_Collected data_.
PR #182, opened 2020-03-31
Disable coveralls for forks

massdosage:
This change only runs Coveralls for pull requests on non-forked branches. This is because secrets (like the Coveralls repo token) aren't allowed to be shared outside of the org (makes sense) but this was previously failing the build right at the end when trying to send the report to Coveralls as the token for that was missing. So instead what we do is disable the Coveralls report if the secret is missing. I've tested this from a fork and non-fork and it seems to work correctly.

### DIFF
--- a/.github/workflows/main.yml
+++ b/.github/workflows/main.yml
@@ -10,9 +10,22 @@ jobs:
     - uses: actions/checkout@v2
       with:
         fetch-depth: 0
+    - name: Init Coveralls
+      shell: bash
+      run: |
+          COVERALLS_TOKEN=${{ secrets.COVERALLS_REPO_TOKEN }}
+          if [[ -z "${COVERALLS_TOKEN}" ]];
+          then
+             echo "Coveralls token not available"
+             COVERALLS_SKIP=true
+          else
+             echo "Coveralls token available"
+             COVERALLS_SKIP=false
+          fi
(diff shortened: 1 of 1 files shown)


.github/workflows/main.yml
```diff
@@ -10,9 +10,22 @@ jobs:
...
+          COVERALLS_TOKEN=${{ secrets.COVERALLS_REPO_TOKEN }}
+          if [[ -z "${COVERALLS_TOKEN}" ]];
+          then
+             echo "Coveralls token not available"
+             COVERALLS_SKIP=true
+          else
+             echo "Coveralls token available"
+             COVERALLS_SKIP=false
+          fi
+          echo ::set-env name=COVERALLS_SKIP::${COVERALLS_SKIP}
```
KenFigueiredo: Was a bit unfamiliar with how github handled passing dynamic variables in between build steps in a workflow. Interesting that they went this log syntax: https://help.github.com/en/actions/reference/workflow-commands-for-github-actions#setting-an-environment-variable

massdosage: Yes, so was I. I initially tried `set-output` but couldn't get it working so went with `set-env`, it doesn't make much difference in this case. It is an "interesting" syntax indeed, I don't think I'm a fan but maybe I'll come around to it.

_What to do_. Each of the records should be retyped exactly.

_Solution to this task_.
PR #182, opened 2020-03-31
Disable coveralls for forks

massdosage:
This change only runs Coveralls for pull requests on non-forked branches. This is because secrets (like the Coveralls repo token) aren't allowed to be shared outside of the org (makes sense) but this was previously failing the build right at the end when trying to send the report to Coveralls as the token for that was missing. So instead what we do is disable the Coveralls report if the secret is missing. I've tested this from a fork and non-fork and it seems to work correctly.

### DIFF
--- a/.github/workflows/main.yml
+++ b/.github/workflows/main.yml
@@ -10,9 +10,22 @@ jobs:
     - uses: actions/checkout@v2
       with:
         fetch-depth: 0
+    - name: Init Coveralls
+      shell: bash
+      run: |
+          COVERALLS_TOKEN=${{ secrets.COVERALLS_REPO_TOKEN }}
+          if [[ -z "${COVERALLS_TOKEN}" ]];
+          then
+             echo "Coveralls token not available"
+             COVERALLS_SKIP=true
+          else
+             echo "Coveralls token available"
+             COVERALLS_SKIP=false
+          fi
(diff shortened: 1 of 1 files shown)


.github/workflows/main.yml
```diff
@@ -10,9 +10,22 @@ jobs:
...
+          COVERALLS_TOKEN=${{ secrets.COVERALLS_REPO_TOKEN }}
+          if [[ -z "${COVERALLS_TOKEN}" ]];
+          then
+             echo "Coveralls token not available"
+             COVERALLS_SKIP=true
+          else
+             echo "Coveralls token available"
+             COVERALLS_SKIP=false
+          fi
+          echo ::set-env name=COVERALLS_SKIP::${COVERALLS_SKIP}
```
KenFigueiredo: Was a bit unfamiliar with how github handled passing dynamic variables in between build steps in a workflow. Interesting that they went this log syntax: https://help.github.com/en/actions/reference/workflow-commands-for-github-actions#setting-an-environment-variable

massdosage: Yes, so was I. I initially tried `set-output` but couldn't get it working so went with `set-env`, it doesn't make much difference in this case. It is an "interesting" syntax indeed, I don't think I'm a fan but maybe I'll come around to it.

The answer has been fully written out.